As with the aged population worldwide, people in Korea are living longer and living those later years with multiple medical co-morbidities. Estimated to have one of the most drastic increases in the elderly population, by 2050 those 60 years and older in Korea will make up 41% of the population.
Korean Americans have relatively low rates of obesity. In one study, only 8% of the sample was obese according to WHO body mass index criteria for Asians (Cho & Juon, 2006). However, it is notable that the probability of becoming obese increases with the length of residence in the United States.

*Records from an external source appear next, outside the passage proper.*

PR #806, opened 2019-12-25
Switch to all AD instead of mixed FD and AD for compution gradient of the marginal likelihood function.

andreasnoack:
Patrick and I spent some time looking into why we had problems with estimating the model with time varying covariates that is added as a test in this PR. We realized that for that model, as well as a few other models with time varying covariates, the gradients were very noisy. If we reduced the ODE solver tolerances, the optimization went better but at the cost of more time spent on solving the ODEs.

There seemed to be two major reasons why the gradients were so noisy. 1) the finite difference derivative step size had been tuned for the models with linear ODEs but the error in the solution is ~100x larger for non-linear ODEs so the step sizes where too small. 2) the error was amplified by the use of Almquist's fast method for computing the gradient, i.e. the naive finite difference gradient with recomputation of the EBEs was much more robust to noise but also much costlier because of the extra EBE calculations.

After some experimentation and discussion, Patrick and I came to the conclusion that our best option was to switch to automatic differentiation for the partial derivates of the marginal likelihood in `θ`. This makes the gradient much more precise at the cost of extra compile time. However, the extra compile time isn't too bad and the change will 1) make it possible to estimate models with time varying covariates which currently isn't practical because of noisy gradient, 2) make each iteration much faster so for non-toy models switching to a pure AD seems to be the dominating strategy.

I've added the new test with time varying covariates as a separate test group since it's still super slow. Once we have a more efficient handling of time varying covariates (which is getting closer now), the tvcov test should become much faster.


ChrisRackauckas:
The main reason for the finite difference at first was the massive compile times in v0.6 when the partials got too large. It was like 10 minutes or so at one point early on. But not that seems to be gone (IIRC the tuple length change is what we tracked it to), so I don't see a reason to not just nest dual numbers. We still can't nest duals in the nonlinear solver itself, but that is probably unnecessary.

src/estimation/likelihoods.jl
```diff
@@ -531,62 +531,42 @@ function marginal_nll_gradient!(g::AbstractVector,
                                 vrandeffsorth::AbstractVector,
                                 approx::Union{FOCE,FOCEI,LaplaceI},
                                 trf::TransformVariables.TransformTuple,
-                                args...;
-                                # We explicitly use reltol to compute the right step size for finite difference based gradient
-                                reltol=DEFAULT_ESTIMATION_RELTOL,
```
ChrisRackauckas: keep the default reltol drop?

ChrisRackauckas: Nevermind, it's on `_derived`

pkofod:
I guess we do need to monitor the compilation times somehow, but hopefully it'll only get better. Regressions have happened in the past though.

Anyway, the sheer precision improvement here is too hard to ignore, so it's the right thing to do. We can revisit if we see any disadvantages, or if some models can do without, but from what Andreas and I observed, this change was crucial for convergence in tvcov models.

PR #807, opened 2019-12-27
Update GSA to new interface and use dataframes to store results.

Vaibhavdixit02:
This PR updates the Pumas GSA wrapper to match updates in DiffEqSensitivity and also switches to using DataFrame to store the result. Right now the tests are failing as this is waiting on a new release of DiffEqSensitivity.


ChrisRackauckas:
@Vaibhavdixit02 it would be good to finish this one up now that the tags are in.

PR #815, opened 2020-01-14
Reduce chunk size in AD to make compilation faster

andreasnoack:
Also, fix computation of marginal likelihood for multiple dvs and add a test for it.

The HCV model revealed that using the default chunk sizes in ForwardDiff caused extreme compile times. The solution is to bound the chunk sizes for Jacobians and Hessians. This significaly improves out compile times at the cost of more calls to the objective function but notice that we'll still have fewer calls than we'd have with noisy finite difference derivatives.

Since our tests are compile heavy, it looks like this change makes the ML1 tests 10-15 minutes faster than they currently are.


vjd:
LGTM as all checks have passed

PR #824, opened 2020-01-28
Make pre a function of time to facilitate efficient tvcov handling

pkofod:
This PR is almost finished, but there are some regressions that I'm still looking at. I will write a more details explanation later today. You can read the code, but I will have to change some things, so maybe don't give the extensive review just yet :)

**EDIT**
Right, so let's get into the details.

This PR has a few significant, and breaking, changes so it's important to stay awake. Would have wanted this PR in sooner, but various technical things meant that I had to rework stuff several times.

**No more `@tvcov`**
Previously, this would be needed to do time-varying covariates.
```julia
    @pre begin
      _pnad = @tvcov pnad time
      _gawk = @tvcov gawk time
      _wtkg = @tvcov wtkg time
      mat = t -> _pnad(t) / (ec50 + _pnad(t))
      cl = t -> tvcl * mat(t) * (_gawk(t)/34)^gaeffect * (1 - mat(t)) * _wtkg(t)^0.75 * exp(η[1])
      v = t -> tvv * _wtkg(t) * exp(η[2])
      ka = tvka
    end
```
This was bad for several reasons. The whole explanation of macros and `t->` function definitions were "too special" for time varying covariates compared to constant covariates. The new `@pre` block now just uses the variable names:
```julia
    @pre begin
      mat = pnad / (ec50 + pnad)
      v = tvv * wtkg * exp(η[2])
      cl = tvcl * mat * (gawk/34)^gaeffect * (1 - mat) * wtkg^0.75 * exp(η[1])
      ka = tvka
    end
```
**Implicit time references**
Before, the dynamics block was partially implicit in its time references:
```julia
@dynamics begin
  X' = -k*X
```
So there is no explicit mention of `(t)` on the dynamic variables. However if `k` was time varying, you would write
```julia
@dynamics begin
  X' = -k(t)*X
end
```
So it was partially implicit because `X, X'` have no time references, but `k(t)` does. Now, time is completely implicit, which I think is great for users.

**New job for `read_pumas` and the `Subject` constructor**
All of this works by having the `Subject` constructor handle all the tvcov-work. In this PR there are no bells and whistles in the sense that I will have to come back and add more features in terms of other interpolation styles, and also actually use DataInterpolations directly.

The `Subject` constructor now takes all covariates, parses them, looks for time-varying covariates, constant covariates, and no covariates, and turns them into appropriate interpolants. Then, `@pre` automatically evaluates them at `t`, such that they can just be references by their covariate names, no need to explicitly reference `t`.

**`param`, `randeffs`, and `@pre`**
`param` and `randeffs` are *no longer* packaged with the actual lhs `@pre`-variables! This means that to use parameters directly in `@dynamics`, they have to a left-hand side in `@pre`.  This has to do with the way `@derived` is defined. I wanted to make `@derived` more like `@pre` and `@dynamics` in terms of time referencing, but that was impossible because we need `@nca` support in `@derived`. It's a small price to pay, and it is easy to explain: need a var in `@dynamics`? Define it in `@pre`!

So before you could do
```julia
...
@param begin
  theta = ...
end
@dynamics begin
  X' = -theta[1]*X
end
```
now you have to do
```julia
@param begin
  theta = ...
end
@pre begin
  ka= theta[1]
end
@dynamics begin
  X' = -ka*X
end
```
(or you could of course also just make the full vector available). I think it's a small price to pay, and it actually makes the returned namedtuple from pre smaller, which means fewer problems with tuples sizes in numtype!

**d_discontinuities**
So, an additional discussion point has been `d_discontinuities`. I did not see significant speed improvements, but I did see some behavioral differences, so I've turned it off for now until we can investigate in the future.


src/simulate_methods/diffeqs.jl
```diff
@@ -21,16 +22,18 @@ function _build_diffeq_problem(m::PumasModel, subject::Subject, args...;
...
   Tt = promote_type(numtype(tstops), numtype(tspan))
   tspan = Tt.(tspan)
   :callback ∈ keys(prob.kwargs) && (cb = CallbackSet(cb, prob.kwargs[:callback]))
-
   # Remake problem of correct type
   new_f = make_function(prob,fd)
-
   remake(m.prob; f=new_f, u0=Tu0, tspan=tspan, callback=cb, saveat=saveat,
-                 tstops = tstops,
+                 tstops = tstops,# d_discontinuities=d_discontinuities,
```
andreasnoack: Is this supposed to be commented out?

src/data_parsing/data_types.jl
```diff
@@ -198,16 +198,18 @@ Fields:
...
-struct Subject{T1,T2,T3,T4}
+struct Subject{T1,T2,T3,T4,T5,T6}
   id::String
   observations::T1
   covariates::T2
   events::T3
   time::T4
-
-  function Subject(data, Names,
+  tvcov::T5
```
andreasnoack: Maybe merge these last two fields into the current `covariates` and add generic function for extracting the covraite time.

src/simulate_methods/analytical.jl
```diff
@@ -21,7 +21,7 @@ function _build_analytical_problem(m::PumasModel, subject::Subject, tspan, col,
                                    args...; kwargs...)
   f = m.prob isa ExplicitModel ? m.prob : m.prob.pkprob
   u0 = pk_init(f)
-  numtypecol = numtype(col)
+  numtypecol = col isa Function ? numtype(col(0)) : numtype(col)
```
andreasnoack:
```suggestion
  numtypecol = numtype(col(0))
```

src/simulate_methods/diffeqs.jl
```diff
@@ -299,7 +301,7 @@ function ith_subject_cb(p,datai::Subject,u0,t0,ProbType,saveat,save_discont,cont
     end
   end
   save_positions = save_discont ? (true, true) : (false, false)
-  tstops,DiscreteCallback(condition,affect!,subject_cb_initialize!,save_positions)
+  tstops,DiscreteCallback(condition,affect!,subject_cb_initialize!,save_positions)#,d_discontinuities
```
andreasnoack:
```suggestion
  tstops,DiscreteCallback(condition,affect!,subject_cb_initialize!,save_positions)
```

test/core/error_handling.jl
```diff
@@ -89,7 +89,8 @@ param = (θ = θ,
     Σ_dv = 0.04,
     Σ_pddv = 1)
 
-@test_throws MethodError conditional_nll(model, population[1], param, (η=zeros(9),))
+
+#@test_throws MethodError conditional_nll(model, population[1], param, (η=zeros(9),))
```
andreasnoack: Is this supposed to be commented out?

test/core/multiresponses.jl
```diff
@@ -67,7 +68,7 @@ m23 = @model begin
     @derived begin
         # TODO: allow direct output of dynamical variables
         ev1    = Ev1
-        cp     = Cent / θ[3]
+        cp     = Cent ./ θ[3]
```
andreasnoack:
```suggestion
        cp     = Cent / θ[3]
```

test/core/static_array_test.jl
```diff
@@ -101,18 +104,23 @@ p = ParamSet((θ = VectorDomain(3, lower=zeros(3), init=ones(3)),
...
 function post_f(col,u,t)
-    (conc = u[2] / col.V,)
+   col_t = col(0.0) # no t needed as covariates are constant
+    (conc = u[2] / col_t.V,)
 end
-function derived_f(col,sol,obstimes,subject)
-    central = sol(obstimes;idxs=2)
-    conc = @. central / col.V
-    (conc = conc,)
+function derived_f(col,sol,obstimes,subject, param, randeffs)
```
andreasnoack:
```suggestion
function derived_f(col, sol, obstimes, subject, param, randeffs)
```

test/core/time_varying_covar.jl
```diff
@@ -22,11 +22,14 @@ function rfx_f(p)
...
-    CL = param.θ[2] * ((cov.wt/70)^0.75) *
-         (param.θ[4]^cov.sex) * exp(randeffs.η[1]),
-    V  = param.θ[3] * exp(randeffs.η[2]))
+  function __pre(t)
+    cov = subject.tvcov(t)
+    Ka = t*param.θ[1]  # pre
+    CL = param.θ[2] * ((cov.wt/70)^0.75) * (param.θ[4]^cov.sex) * exp(randeffs.η[1])
+    V  = param.θ[3] * exp(randeffs.η[2])
+
+    return (CL=CL, V=V, Ka=Ka, param..., randeffs...)
```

Alcohol and nicotine are the major substances consumed by Korean males. Korean American elders show lower rates of smoking and alcohol drinking than elders in Korea. For example, the rate of current smoking was 26% for Korean American men (Juon, Kim, Han, Ryu, & Han, 2003) and 47% for Korean men in Korea (Kim & Baik, 2004). Those who were less acculturated were more likely to smoke and drink alcohol (Juon et al., 2003).
Studies also identified that Korean American elders have higher rates of diabetes and hypertension than White counterparts (Lee, Yeo, & Gallagher-Thompson, 1993). The risk for Hepatitis is known to be high among Korean Americans. In a study by Hann (1994), 5.2% of the females and 7.4% of the males over age 40 were carriers of Hepatitis B Virus.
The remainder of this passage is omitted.